モン吉:「だって、値下前の金額は100円。売価還元平均原価法の原価率は80/90だから。えーっと。」

講 師:「きりのいい数字はでないけど、原価よりも高くなっちゃうね。」

モン吉:「やっぱりおかしいや。」


(正常売価と実勢売価)
講 師:「そうなんだ。やはりちょっとおかしいんだけど税法がこの考え方をとっているようだね。」

モン吉:「えーっ。どうして税法ではそんなやり方をするんですか。」

講 師:「税法のことはよくわからないけど、期末の売価をドーンと値上・値下する(と言い張って)期末評価額を意図的にいじることを防ぐネライもあるかもしれないね。」

モン吉:「いずれにせよここまではやらなくていいですね。」

講 師:「平成18年の第二問問2が実は値下前の金額を使っているんだ。」

モン吉:「えっ。そうなんですか。

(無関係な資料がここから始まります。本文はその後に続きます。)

PR #1509, opened 2023-03-03
fix: improve "Native Module 'CameraView' was null!" error message

Nivani:
## What

We ran into the error message "Camera: Native Module 'CameraView' was null! Did you run pod install?" while building an app with Expo.

This happened because we were not building a native app directly, but were running the app through the Expo Go app (using the `expo start` command). Running the app with `expo run:ios` or `expo run:android` fixed the problem.

This PR updates the error message to help people who run into the same issue.

## Changes

This PR updates the "Native Module 'CameraView' was null!" error message.

### DIFF
--- a/src/Camera.tsx
+++ b/src/Camera.tsx
@@ -38,7 +38,7 @@ type RefType = React.Component<NativeCameraViewProps> & Readonly<NativeMethods>;
 // NativeModules automatically resolves 'CameraView' to 'CameraViewModule'
 // eslint-disable-next-line @typescript-eslint/no-unsafe-assignment
 const CameraModule = NativeModules.CameraView;
-if (CameraModule == null) console.error("Camera: Native Module 'CameraView' was null! Did you run pod install?");
+if (CameraModule == null) console.error("Camera: Native Module 'CameraView' was null! Did you run pod install? Or are you running expo start instead of expo run:ios or expo run:android?");
 
 //#region Camera Component
 /**


mrousavy:
Hey! Thanks for your PR! ❤️ 

 I just added more details to the error in https://github.com/mrousavy/react-native-vision-camera/pull/1515, this will be merged to V3. Wdyt?

Nivani:
Hey @mrousavy, I looked at the pull request and if I understand correctly, the message would be

> react-native-vision-camera is not supported in Expo Go! Use EAS (`expo prebuild`) or eject to a bare workflow instead.

Using EAS would fix the problem, but is not productive for development. That would mean a lot of waiting for long builds.

I had to look up what ejecting to a [bare workflow](https://docs.expo.dev/introduction/managed-vs-bare/#bare-workflow
) means.
 
It's not necessary to do that. It's sufficient to run a development build on a device using `expo run:ios` or `expo run:android` (documented under [Running a project with a development build](https://docs.expo.dev/workflow/run-on-device/#running-a-project-with-a-development-build)) instead of using `expo start`.

So I think this would be more helpful:

> react-native-vision-camera is not supported in Expo Go! Use EAS (`expo prebuild`) or run a development build (`expo run:[ios|android])` instead.

Should I comment in #1515 ?

mrousavy:
Good point, just updated it. I also asked Evan & Brent for their opinions.

Nivani:
Will there be a better error message in an upcoming v2 release as well?

mrousavy:
Hey! No, this will be for V3 only. Thanks for your PR, I took the idea into V3. Sorry for not merging this, but it was easier to target V3 now - will improve DX in the future more :)

PR #1515, opened 2023-03-07
feat: Better Native Module Error Detection

mrousavy:
## What

Throw a more precise error when the Camera Module cannot be found (e.g. telling the user to rebuild, install pods, not use expo, etc)

### DIFF
--- a/src/NativeCameraModule.ts
+++ b/src/NativeCameraModule.ts
@@ -19,7 +19,7 @@ if (CameraModule == null) {
       // We're running Expo Go
       throw new CameraRuntimeError(
         'system/camera-module-not-found',
-        'react-native-vision-camera is not supported in Expo Go! Use EAS (`expo prebuild`) or eject to a bare workflow instead.',
+        `react-native-vision-camera is not supported in Expo Go! Use EAS/expo prebuild instead (\`expo run:${Platform.OS}\`). For more info, see https://docs.expo.dev/workflow/prebuild/.`,
       );
     } else {
       // We're running Expo bare / standalone
--- a/src/NativeCameraModule.ts
+++ b/src/NativeCameraModule.ts
@@ -1,27 +1,25 @@
 import { NativeModules, Platform } from 'react-native';
+import { CameraRuntimeError } from './CameraError';
 
 // NativeModules automatically resolves 'CameraView' to 'CameraViewModule'
 // eslint-disable-next-line @typescript-eslint/no-unsafe-assignment
 export const CameraModule = NativeModules.CameraView;
 if (CameraModule == null) {
-  let message =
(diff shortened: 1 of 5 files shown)


src/NativeCameraModule.ts
```diff
@@ -0,0 +1,32 @@
...
+
+  // check if Expo
+  // eslint-disable-next-line @typescript-eslint/no-unsafe-assignment
+  const ExpoConstants = NativeModules.NativeUnimoduleProxy?.modulesConstants?.ExponentConstants;
+  if (ExpoConstants != null) {
+    if (ExpoConstants.appOwnership === 'expo') {
+      // We're running Expo Go
+      throw new CameraRuntimeError(
+        'system/camera-module-not-found',
+        `react-native-vision-camera is not supported in Expo Go! Use EAS/expo prebuild instead (\`expo run:${Platform.OS}\`). For more info, see https://docs.expo.dev/workflow/prebuild/.`,
```
mrousavy, line 31: Hey @EvanBacon & @brentvatne, what do you think about this wording? Is that correct, or should I do something like "Use the new Expo managed workflow instead"?

src/NativeCameraModule.ts
```diff
@@ -0,0 +1,41 @@
...
+
+  let message = 'Failed to initialize VisionCamera: The native Camera Module (`NativeModules.CameraView`) could not be found.';
+  message += '\n* Make sure react-native-vision-camera is correctly autolinked (run `npx react-native config` to verify)';
+  if (Platform.OS === 'ios' || Platform.OS === 'macos') message += '\n* Make sure you ran `pod install` in the ios/ directory.';
+
+  if (Platform.OS === 'android') message += '\n* Make sure gradle is synced.';
+
+  // check if Expo
+  // eslint-disable-next-line @typescript-eslint/no-unsafe-assignment
+  const ExpoConstants = NativeModules.NativeUnimoduleProxy?.modulesConstants?.ExponentConstants;
```
tsapeta, line 25: In the future `NativeModules.NativeUnimoduleProxy` will become deprecated and removed. Now all Expo modules are installed through JSI and accessible from `global.expo.modules` object so something like this might be better 👇 
```suggestion
  const ExpoConstants = global.expo?.modules?.ExponentConstants;
```

mrousavy: Thanks Tomasz, changed this on v3! 👍 

Out of curiosity, since which Expo version is this supported? Do I need to think about backwards compatibility with the `NativeUnimodulesProxy` if VisionCamera only runs on RN 71 and above anyways, or no?

tsapeta: If that's >=0.71 then I guess you don't need to worry about that. `global.expo.modules` was added in SDK 47 in which the recommended RN version is 0.70 😉

PR #1541, opened 2023-03-25
fix: iOS focus

levipro:
## What

iOS focus method did not do anything because the device stayed in `continuousAutoFocus` mode

## Changes

- use `autoFocus` and `autoExpose` instead when focus is called
- enable `isSubjectAreaChangeMonitoringEnabled`
- when subject area is changed then switch back to `continuousAutoFocus` and `continuousAutoExposure`

## Tested on

* iPhone 13 Pro iOS 16.3
* iPhone 6s Plus iOS 13.1.2

## Related issues

https://github.com/mrousavy/react-native-vision-camera/issues/1376#issuecomment-1483633319

### DIFF
--- a/ios/CameraView+Focus.swift
+++ b/ios/CameraView+Focus.swift
@@ -74,7 +74,11 @@ extension CameraView {
       }
 
       // in {0..1} system
-      let normalizedPoint = captureDevicePointConverted(fromLayerPoint: point)
+      var normalizedPoint = captureDevicePointConverted(fromLayerPoint: point)
+      if let previewView = previewView as? PreviewView {
+        // previewView is of type PreviewView can use the built in captureDevicePointConverted
+        normalizedPoint = previewView.videoPreviewLayer.captureDevicePointConverted(fromLayerPoint: point)
+      }
 
       do {
         try device.lockForConfiguration()
--- a/ios/CameraView+Focus.swift
+++ b/ios/CameraView+Focus.swift
@@ -74,10 +74,12 @@ extension CameraView {
       }
 
       // in {0..1} system
-      var normalizedPoint = captureDevicePointConverted(fromLayerPoint: point)
+      var normalizedPoint: CGPoint
       if let previewView = previewView as? PreviewView {
         // previewView is of type PreviewView can use the built in captureDevicePointConverted
         normalizedPoint = previewView.videoPreviewLayer.captureDevicePointConverted(fromLayerPoint: point)
+      } else {
+        normalizedPoint = captureDevicePointConverted(fromLayerPoint: point)
       }
 
       do {
--- a/ios/CameraView+Focus.swift
+++ b/ios/CameraView+Focus.swift
@@ -80,18 +80,52 @@ extension CameraView {
         try device.lockForConfiguration()
 
         device.focusPointOfInterest = normalizedPoint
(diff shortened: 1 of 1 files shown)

」

講 師:「値下前の金額を正常売価、値下後の金額を実勢売価といってるようだね。」

モン吉:「正常売価とか、実勢売価といわれただけでアウトです。」

講 師:「正常売価がむかしの定価とか通常販売価額、実勢売価が実際の店頭価額って感じかな。」

モン吉:「問題での対処はできない自信があります。」

講 師:「そんな自信は持たれても困るな。」

モン吉:「でも全く知らない言葉がでてきたら問題は解けません!!」

講 師:「いや、平成18年の出題はきちんと使用する金額の指示もあるから問題をよく読めばそんなことはなかったんだ。」

モン吉:「でも、面くらいます。」

講 師:「それはそうだね。でもどんなときでもあきらめたらダメだよ。」

モン吉:「えーっと。がんばってみることにします。」

講 師:「さっきのちょっとおかしいという点も含めて出題のポイントにそのことの指摘もあるんでぜひ読んでおいて欲しいな。」


モン吉くんと学ぶ売価還元法・応用編(7)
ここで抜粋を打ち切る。